(Task objective) A single figure is required: the number of lines below that contain "implementation".

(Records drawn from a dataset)
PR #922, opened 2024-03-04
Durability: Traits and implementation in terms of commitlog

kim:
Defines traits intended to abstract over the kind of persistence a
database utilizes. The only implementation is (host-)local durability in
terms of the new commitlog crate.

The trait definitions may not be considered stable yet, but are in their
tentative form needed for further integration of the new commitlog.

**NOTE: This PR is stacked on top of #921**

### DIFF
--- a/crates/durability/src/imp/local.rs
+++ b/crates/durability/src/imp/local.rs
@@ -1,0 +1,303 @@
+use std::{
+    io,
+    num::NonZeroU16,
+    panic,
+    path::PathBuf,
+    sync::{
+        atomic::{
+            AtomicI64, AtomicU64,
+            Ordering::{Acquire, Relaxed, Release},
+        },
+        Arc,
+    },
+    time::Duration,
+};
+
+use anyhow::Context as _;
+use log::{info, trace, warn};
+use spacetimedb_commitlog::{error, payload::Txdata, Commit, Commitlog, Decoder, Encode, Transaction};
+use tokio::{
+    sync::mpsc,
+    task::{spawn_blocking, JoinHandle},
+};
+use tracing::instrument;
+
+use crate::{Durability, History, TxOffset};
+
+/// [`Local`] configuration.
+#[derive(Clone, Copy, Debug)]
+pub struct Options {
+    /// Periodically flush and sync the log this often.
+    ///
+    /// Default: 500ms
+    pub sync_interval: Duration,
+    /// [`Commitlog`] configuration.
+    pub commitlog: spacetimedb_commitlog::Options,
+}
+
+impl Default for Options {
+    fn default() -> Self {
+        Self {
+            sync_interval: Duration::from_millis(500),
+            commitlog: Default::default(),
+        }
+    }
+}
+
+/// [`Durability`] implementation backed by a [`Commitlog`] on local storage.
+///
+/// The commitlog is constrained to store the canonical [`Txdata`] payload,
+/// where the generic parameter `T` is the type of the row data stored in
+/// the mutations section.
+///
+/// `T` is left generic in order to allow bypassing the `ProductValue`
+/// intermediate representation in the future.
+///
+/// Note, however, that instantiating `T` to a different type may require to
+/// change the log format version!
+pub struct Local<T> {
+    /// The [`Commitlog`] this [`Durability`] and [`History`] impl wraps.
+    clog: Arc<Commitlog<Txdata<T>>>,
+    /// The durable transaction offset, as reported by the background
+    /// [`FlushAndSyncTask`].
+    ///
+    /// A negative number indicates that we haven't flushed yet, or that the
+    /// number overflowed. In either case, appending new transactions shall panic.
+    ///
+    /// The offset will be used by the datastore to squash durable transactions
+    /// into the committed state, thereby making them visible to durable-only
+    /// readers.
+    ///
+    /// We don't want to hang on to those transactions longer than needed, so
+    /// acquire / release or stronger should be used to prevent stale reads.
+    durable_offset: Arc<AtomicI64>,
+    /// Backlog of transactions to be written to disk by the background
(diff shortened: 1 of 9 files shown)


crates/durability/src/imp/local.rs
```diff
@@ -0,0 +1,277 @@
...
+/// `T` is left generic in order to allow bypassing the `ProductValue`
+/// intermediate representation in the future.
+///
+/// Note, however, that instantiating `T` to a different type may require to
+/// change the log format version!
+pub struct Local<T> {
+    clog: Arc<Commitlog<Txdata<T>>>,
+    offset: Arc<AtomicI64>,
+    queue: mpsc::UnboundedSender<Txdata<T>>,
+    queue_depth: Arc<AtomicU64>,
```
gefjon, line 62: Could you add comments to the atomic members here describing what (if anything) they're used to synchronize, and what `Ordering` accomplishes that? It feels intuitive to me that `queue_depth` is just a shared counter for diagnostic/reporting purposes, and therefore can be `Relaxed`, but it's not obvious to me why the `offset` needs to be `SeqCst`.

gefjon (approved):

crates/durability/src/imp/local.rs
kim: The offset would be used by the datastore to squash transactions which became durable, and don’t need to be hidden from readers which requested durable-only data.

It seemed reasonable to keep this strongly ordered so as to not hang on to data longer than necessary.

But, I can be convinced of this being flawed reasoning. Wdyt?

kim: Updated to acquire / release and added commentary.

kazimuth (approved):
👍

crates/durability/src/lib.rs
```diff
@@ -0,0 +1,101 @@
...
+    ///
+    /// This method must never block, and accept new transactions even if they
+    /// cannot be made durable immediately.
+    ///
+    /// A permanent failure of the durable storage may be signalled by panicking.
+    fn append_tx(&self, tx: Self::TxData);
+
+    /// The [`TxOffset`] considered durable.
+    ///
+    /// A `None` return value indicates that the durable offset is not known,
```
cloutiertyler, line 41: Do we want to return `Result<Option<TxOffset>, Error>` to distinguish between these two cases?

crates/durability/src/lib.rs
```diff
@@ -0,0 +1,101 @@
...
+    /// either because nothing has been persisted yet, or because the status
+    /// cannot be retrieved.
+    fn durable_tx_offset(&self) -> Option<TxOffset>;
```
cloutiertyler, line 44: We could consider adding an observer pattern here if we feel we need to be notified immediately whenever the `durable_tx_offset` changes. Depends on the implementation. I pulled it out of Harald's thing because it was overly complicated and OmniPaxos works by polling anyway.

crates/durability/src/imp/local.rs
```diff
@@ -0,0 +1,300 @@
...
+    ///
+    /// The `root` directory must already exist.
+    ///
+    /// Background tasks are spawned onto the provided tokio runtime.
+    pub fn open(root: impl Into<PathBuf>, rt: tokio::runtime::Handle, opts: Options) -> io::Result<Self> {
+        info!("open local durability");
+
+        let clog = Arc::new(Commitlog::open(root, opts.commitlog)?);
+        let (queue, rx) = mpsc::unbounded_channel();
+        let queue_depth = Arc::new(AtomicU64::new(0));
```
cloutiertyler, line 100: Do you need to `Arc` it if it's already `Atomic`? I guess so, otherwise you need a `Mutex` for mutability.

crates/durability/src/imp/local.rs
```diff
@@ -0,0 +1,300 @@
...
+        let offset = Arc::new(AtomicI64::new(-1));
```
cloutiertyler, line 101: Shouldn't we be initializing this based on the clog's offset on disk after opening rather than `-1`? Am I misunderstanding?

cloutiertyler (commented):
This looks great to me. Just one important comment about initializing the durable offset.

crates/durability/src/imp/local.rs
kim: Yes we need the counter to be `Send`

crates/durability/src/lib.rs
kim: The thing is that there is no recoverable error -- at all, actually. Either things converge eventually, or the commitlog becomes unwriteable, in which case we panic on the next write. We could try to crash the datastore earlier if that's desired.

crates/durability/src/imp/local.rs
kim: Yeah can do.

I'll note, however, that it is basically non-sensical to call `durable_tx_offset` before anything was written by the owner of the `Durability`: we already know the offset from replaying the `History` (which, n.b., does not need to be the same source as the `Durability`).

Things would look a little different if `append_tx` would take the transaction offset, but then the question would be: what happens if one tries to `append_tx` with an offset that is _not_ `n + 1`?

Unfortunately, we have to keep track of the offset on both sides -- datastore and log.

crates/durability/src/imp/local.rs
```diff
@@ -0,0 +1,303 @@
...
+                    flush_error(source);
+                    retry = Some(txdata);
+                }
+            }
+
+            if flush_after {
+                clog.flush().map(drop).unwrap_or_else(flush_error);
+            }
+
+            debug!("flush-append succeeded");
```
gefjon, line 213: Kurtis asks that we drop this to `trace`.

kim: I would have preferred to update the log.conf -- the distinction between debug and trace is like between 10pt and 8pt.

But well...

(Response area) 4